Although a lot of the short and long term effects of these new products and the ingredients aren’t definitively known, as we wait for more studies and research to be published, professionals have their speculations.
And they seem to agree.
Dr. Naidus stated, “We know that people who start vaping, especially at a younger age, are 3 to 4 times more likely to take up conversion to smoking traditional cigarettes overtime because they’ve developed a habitual sort of relationship with nicotine. They crave it and they want to keep doing it, so they’re more likely to become cigarette smokers than people who don’t vape.”
Both Cathy and Shelby are concerned about their reliance on vaping at times. “So, basically one time I was in my house about to go to sleep, and Shelby was having a sleepover with her friend in Tiburon, which is roughly like half an hour from my house,” says Cathy. “At 11:30 pm she decided that, this was back when I had both of them, that she wanted one so badly that she Uberred to my house and back to get it,” Cathy exclaims.

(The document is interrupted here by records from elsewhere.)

PR #116, opened 2022-10-05
Review step ux

ezr-ondrej:
Unify finish button text and use "Launch" label

Add exit confirmation, when user has reached the review step and thus 
filled a lot of data (previous steps will still allow canceling without confirm).

exit_dialog

### DIFF
--- a/src/Components/ConfirmModal/index.js
+++ b/src/Components/ConfirmModal/index.js
@@ -1,0 +1,39 @@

They are curious about the immediate physical harm that vaping is causing too; “Well, everytime after I’m sick, I feel like I have a lingering cough, which I always wondered if it’s related,” says Cahty. ”But at the same time, I haven’t really noticed anything. People always talk about shortness of breath, but if I’m swimming or working out or something, I feel like I don’t really notice. I can’t feel the impact. It definitely might be there, but it’s not super noticeable,” she adds.

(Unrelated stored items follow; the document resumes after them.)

PR #125, opened 2022-10-11
fix(pubkeys): Component refresh does not move cursor

ezr-ondrej:
Parent component refresh makes cursor to move.
We need to keep the state in the local component

Fixes HMSPROV-270


lzap (approved):
No idea what you are talking about, but it works for me.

“Yeah, I was going to say I obviously don’t know the long-term health effects, but short term I feel like, at least last year, my immune system was horrible,” Cathy adds, “And, I wonder if it’s related to this. The past two weeks, I’ve had this cough, which has developed into this sort of sickness.”
“But I don’t know, sometimes I wonder if it’s related at all,” says Cathy.
Without the risks of physical harm, Ron doubts that e-cigarettes will be a growing problem in the future. “I think people are going to start with e-cigarettes and move on to other drugs,” he says. “You know, nobody’s gotten a DUI because they’re high on the e-cigarette. So I don’t know if it will make it to that. The only way it will switch is if there gets to be a real physical harm that comes out with future studies,” he remarks.